Among the entries below, find each line with "many" and show it.

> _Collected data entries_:
_____
PR #707, opened 2017-05-25
shadowsocks: listen on streisand_ipv4_address

yousong:


cpu:
Hi @yousong,

Thanks for the PR. Can you explain the motivation? Did you find that the existing `wait_for` was causing you problems? If so can you describe which hosting provider you're using and how you installed Streisand?

It seems like the fact that [`config.json.j2` uses `ansible_default_ipv4`](https://github.com/jlund/streisand/blob/77e4208ac2267e899a9d018150ae84e32368d3bd/playbooks/roles/shadowsocks/templates/config.json.j2#L2) is a bug/leftover artifact. Rather than switch the `wait_for` to use the same incorrect ansible var I expect we should change the `config.json` to use `streisand_ipv4_address`. Can you update your PR to do that?

The expectation is that all playbooks use `streisand_ipv4_address` for the external IPv4 address. It is populated using the `ansible_default_ipv4` if no provisioners override it and if that isn't happening correctly for your environment we should fix that instead :-)

yousong:
It's a cloud service provider in china https://www.mtyun.com/.  The KVM machine there can have 2 nics, one for internal tenant network and another for internet access.  The default route will point to the nic for internet nic.

I encountered the issue when trying out streisand through the internal nic from which I think `streisand_ipv4_address` will take value from.  But I searched the net and `ansible_default_ipv4.address` will take address from the interface of the route of command `ip route get 8.8.8.8`.  The 2 addresses did not match and the `wait_for` task failed.

cpu:
Hi @yousong,

Thanks for explaining! I think I understand now.

> I encountered the issue when trying out streisand through the internal nic from which I think streisand_ipv4_address will take value from

I believe that you can control the value the `streisand_ipv4_address` takes when you're using a custom VPS provider with your Ansible inventory file, because Streisand will populate it [based on the `streisand_ipv4_address` host var in the inventory, if present](https://github.com/jlund/streisand/blob/698cecbb774e6f429e64e7a1b3566bee641e4d50/playbooks/roles/common/tasks/set-default-variables.yml#L20:L28).

Can you try setting a `streisand_ipv4_address` host var in the inventory file for your `streisand-host` host and seeing if that accomplishes what you're after?

cpu:
Hi again @yousong - I'm going to merge this PR since it seems ready.

I recommend that if you try the [approach I suggest in my comment](https://github.com/jlund/streisand/pull/707#issuecomment-304038187) and run into the same problem again that you open a [new issue](https://github.com/jlund/streisand/issues/new). We can continue troubleshooting there.

Thanks!

yousong:
Hi @cpu , Thanks for the info.  After checking the code, I am fairly sure it will work as expected though I am new to the ansible world.

cpu:
@yousong Great! Feel free to ask for help if you get stuck :-)

PR #712, opened 2017-05-27
Removes README claim RE: client IP logging.

cpu:
The README has a feature line describing the Streisand server's logging
configuration w.r.t. trying to minimize client IP collection. My
understanding of the original intent was that this was considered from
the perspective of one sysadmin running a Streisand instance for many
clients, whose IPs would be ideally not recorded. This has caused some
some confusion[0] for folks thinking it was about the sysadmin/operator
themselves.

Overall I think this conversation requires a deeper conversation RE:
threat models and we should probably stay out of the weeds by saying
less in the README :-)

[0]: https://arstechnica.com/gadgets/2017/05/how-to-build-your-own-vpn-if-youre-rightfully-wary-of-commercial-options/?comments=1&post=33391773


jlund:
That was indeed the sentiment, but I agree that discussions about threat models need to be nuanced and that this line could lead to confusion. +1 from me.

PR #713, opened 2017-05-27
Revert "shadowsocks: listen on streisand_ipv4_address (#707)"

cpu:
This reverts commit 282d5eac6b12d33c89a434d0042c2e2b646b61d8
from https://github.com/jlund/streisand/pull/707.

It causes issues on AWS from the I think the primary interface address
having an internal 10.x VPC IP that doesn't match the external IP.


cpu:
Created https://github.com/jlund/streisand/issues/714 as a follow-up since this _should_ have worked.

Issue #468, opened 2017-01-06
Feature Request - Local Provisioning


wicknet:
Hi Joshua,

Your script continues to rock in the new year, working flawlessly to spin up new AIO anti-censorship servers for friends and family. 

I was wondering if support for local provisioning is still on the development road-map? The only “weak-ish” link in the project (that I’ve encountered with users) is their local system (which in many cases is a Mac clogged with other, conflicting apps/OS). It needs to be perfectly configured to run the installer packages properly, else the installation of the remote server fails with errors. 

However, if local provisioning could be supported (perhaps as an initial choice - local or remote install), I’m confident that your wonderful script would become almost “universally usable”, as many folks over here in the US are not trying to circumvent the Great Fire Wall but annoying workplace surfing restrictions via a self-hosted Streisand server at home, instead of one with a hosting provider, that also comes with a recurring monthly cost. 

Local provisioning would be of great help, especially to rookies who can't figure out how to edit the inventory file and direct the install to another, local server.

FWIW!

cpu:
Local provisioning has been added as of #724 being merged. Thanks!

Issue #122, opened 2015-01-31
How do i deploy streisand on local server, instead of deploying it on the cloud?


fnlctrl:
as the title says

zjx20:
+1

skeeve42:
This isn't currently possible, though @jlund has mentioned including this functionality at some point in #93 in a Dec. 18 post.

skeeve42:
Any update on this? It would really make things simpler for me to help others get streisand going who only have access to windows machines and the server they're putting it on.

soyuka:
[uncomment this](https://github.com/jlund/streisand/blob/master/inventory#L16 ) and set it to your server ip address, I remember that I used `localhost` once but docs had wrong adresses.

Add this:
```
host_key_checking = False // line in the ansible.cfg file. That setting
```
to the ansible.cfg file.


Launch the ansible playbook directly:
```
ansible-playbook playbooks/streisand.yml
```

skeeve42:
@soyuka Thanks I'll give it a try!

skeeve42:
@soyuka I finally got around to trying this, but it gave me an immediate error. (data could not be sent to the remote host). Ah well, I'll just install it via another VPS again. Silly, but all I can do!

kydan:
@skeeve42 I too have been able to get this to work on a local machine, and it did require the modifications that @soyuka suggested. I'll try to dig up which line items I had to monkey with to make it work, but I got it runing within a few hours.

aeibrahim:
you could try adding localhost to inventory and run ansible-playbook with --connection=local option

ma-tt:
+1

cpu:
Hi @ma-tt, please avoid +1 comments since they create notifications unneccesarily. Can you [use a Github reaction emoji](https://github.com/blog/2119-add-reactions-to-pull-requests-issues-and-comments) :+1: on the issue itself in the future? Thanks!

cpu:
This has been officially supported since https://github.com/jlund/streisand/pull/724 was merged. The answer to the original thread topic is now:
1) Clone master on the server
2) Follow the setup instructions (installing python, pip, ansible)
3) Running `./streisand`
4) Choosing the local server install.

Closing this issue. Thanks everyone.

PR #724, opened 2017-06-03
Add support for local provisioning.

### LINKED ISSUE #595: Local install option
Know that there is an effort to create a local (non-ansbile, presumably) install option... Is there any sort of ETA on its completion?

Trying to get Streisand installed via a OSX box has proven very frustrating, primarily with broken distribution packages for pip and pycurl.

Trying to avoid using one ec2 instance to just launch another one. :)

cpu:
This PR adds initial first-party support for "local provisioning",
that is, installing Streisand to the same machine that is running the
Ansible playbooks. This feature can be useful for individuals that can't
meet the Ansible system requirements on their client machine (e.g.
because it is Windows), or for users whose internet connection makes the
Ansible SSH connections unreliable.

The Streisand script is updated to pull distinct operations into bash
functions. A new test for the existence of the `~/.ssh/id_rsa.pub` SSH key
is added, since presently Streisand assumes it to exists and this is 
frequently a source of user error. 

To support local provisioning a new option is added to the initial
./streisand script menu. It is marked as an advanced feature and
requires that you enter a confirmation prompt to ensure you fully
understand that the Streisand playbooks will be overwriting configs on
the same machine that is running the script.

Similarly, an advanced option for running the Streisand playbook against
an existing server was added to the wrapper script. This allows testing the
SSH access for the root user (overidable with the `ANSIBLE_SSH_USER`
env var) before invoking the playbook, hopefully again helping to identify
user error early. The existing server option generates an inventory file on
the fly based on an IP the user enters and writes it to 
`inventories/inventory-existing`, avoiding the need to manually edit an
inventory file for existing servers & hopefully encouraging more people to
use the wrapper where we can detect common errors.

With several inventory files to `sed` patch for `python` vs `python2` and 
to avoid clutter this PR also moves the inventory files into a dedicated 
`inventories/` directory. The `ansible.cfg` file is updated to use 
`inventories/inventory` as the default inventory to maintain backwards
compatibility.

To help keep a growing pile of bash manageable `shellcheck` is added
to CI builds and run against the `streisand` wrapper.

For localhost installs the `streisand_ip4_address` var is set to
the Ansible default IPv4 address, which itself is calculated based on
the default IPv4 route to 8.8.8.8. This works for _most_ systems but
will likely fail for some more esoteric providers.

For the more complicated cases (e.g. GCE) a common 
`playbooks/provider-detect.yml` attempts to determine if the instance 
belongs to a known cloud provider (currently only GCE & AWS are 
supported) and will update the external IPv4 address according to the instance
metadata since it is not available as a property of any of the interfaces
on the server.

I've tested so far with:
* [x] Linode
* [x] Digital Ocean
* [x] GCE
* [x] AWS
* [ ] Others?

Additional testing welcome!

Resolves #595, #468, #122


cpu:
Before merging I'd like to try and revisit the "local provisioning" terminology. One point of feedback received so far is that "local" is a highly overloaded word and in practice confuses folks. Alternate suggestions: "headless mode", "direct mode", "self-contained mode". Something to think about!

pjrobertson:
Great to see this a WIP. I was just looking to do this a few minutes ago! One problem I've had in the past doing this is that SSL certificates etc. use the IP address `127.0.0.1` as opposed to the server's outside IP address.

Also, regarding the word 'local' - I think that is actually more meaningful than any of the other suggestions. Basically what this is doing is not putting out any calls across the network, so any chosen name should make this clear. "local install", "no network", "same machine". I don't think "direct mode" or "self-contained mode" are really very meaningful.

cpu:
>  One problem I've had in the past doing this is that SSL certificates etc. use the IP address 127.0.0.1 

I tried to handle this case by [the localhost.yml role setting the streisand_ipv4_address](https://github.com/cpu/streisand/blob/ef4a5688b72d1ca6523a8544219a5703cf4eb871/playbooks/localhost.yml#L8:L20). It should work OK provided Ansible detects it correctly.

cpu:
I was able to successfully provision an existing GCE instance both from "localhost mode" (running on-instance) and "existing server mode" (running from a client to the existing server). Since GCE doesn't have the external IP address assigned to any of the interfaces on the machine I introduced some workarounds in 3951598. This includes Yet Another Warning that if you're using one of these "advanced" modes against an existing GCE instance that you're responsible for making the network work (e.g. creating a Google cloud network, opening the correct ports, etc).

playbooks/provider-detect.yml
```diff
@@ -0,0 +1,46 @@
...
+        streisand_bios_name: "{{ streisand_localhost_bios_name.stdout }}"
+
+    # GCE specific work-arounds:
+    #   * None of the interfaces have the external IP bound, so this must be set
+    #     from the Google Platform medatadata service.
+    - block:
+        - name: Warn about manual provisioning of GCE instances
+          pause:
+            prompt: "You are running Streisand in an advanced mode against an existing GCE instance. Unlike the standard GCE provisioning mode this means Streisand *CAN NOT* open ports on your behalf. It is assumed you have manually opened all required ports. The Streisand maintainers aren't able to support you if you are unable to do this. Press [enter] to continue"
+
```
alimakki: Is there a file/url that could be referred to for a list of ports needed to be opened up? I think it would help the user when doing a local install, instead of hunting down numbers in separate places.

Not a blocker, but nice to have.

cpu: Hmmm. There is the firewall documentation that is generated after a full run. It would take a fair amount of work but perhaps that could be generated ahead-of-time and used as a reference.

What I did to test GCE was to assign the new VM to the network created from an older "standard" GCE provision.

I'm tempted to punt on this because I don't _really_ want folks using GCE for these advanced provisioning modes, they should probably use the standard provisioning that does all of this work for them,

cpu: I added a note referencing the `generated-docs/$HOSTNAME-firewall-information.html` file that is created at the end of a successful run. I think that's the best option for now.

playbooks/provider-detect.yml
```diff
@@ -0,0 +1,64 @@
...
+  remote_user: "root"
+  become: true
+
+  tasks:
+    - name: "Try to determine localhost Cloud provider name from BIOS version"
+      # Looking into ways to detect EC2/GCE instances without relying on
+      # connections to metadata IPs this solution[0] seemed the most
+      # straightforward & reliable.
+      #   https://serverfault.com/a/775063
+      command: dmidecode -s bios-version
```
jlund: Clever!

streisand
```diff
@@ -1,47 +1,168 @@
 #!/usr/bin/env bash
 # Streisand provisioning script
 
+# Set errexit option to exit immediately on any non-zero status return
```
jlund: Commenting the shell script :clap:

playbooks/existing-server.yml
```diff
@@ -0,0 +1,15 @@
+---
+# existing-server.yml is an advanced provisioning option that doesn't use a genesis
+# role to create a new server and instead applies Streisand to an existing
+# remote server.
+#
+# Try and detect the remote server's provider & apply required workarounds
+- include: provider-detect.yml
```
nickolasclarke: I vote for including `python.yml` up higher. We've got a perfectly working hammer, we use the pefectly working hammer elsewhere, just use the hammer. You'll need py eventually anyhow.

cpu: Good catch! I agree with both you and Nick, I can include `python.yml` in `localhost.yml` & `existing-server.yml` as the first statement before `provider-detect.yml` is included.

cpu: Resolved w/ cebb0dd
_____
> _Answer to the problem_:
the perspective of one sysadmin running a Streisand instance for many
I was wondering if support for local provisioning is still on the development road-map? The only “weak-ish” link in the project (that I’ve encountered with users) is their local system (which in many cases is a Mac clogged with other, conflicting apps/OS). It needs to be perfectly configured to run the installer packages properly, else the installation of the remote server fails with errors. 
However, if local provisioning could be supported (perhaps as an initial choice - local or remote install), I’m confident that your wonderful script would become almost “universally usable”, as many folks over here in the US are not trying to circumvent the Great Fire Wall but annoying workplace surfing restrictions via a self-hosted Streisand server at home, instead of one with a hosting provider, that also comes with a recurring monthly cost. 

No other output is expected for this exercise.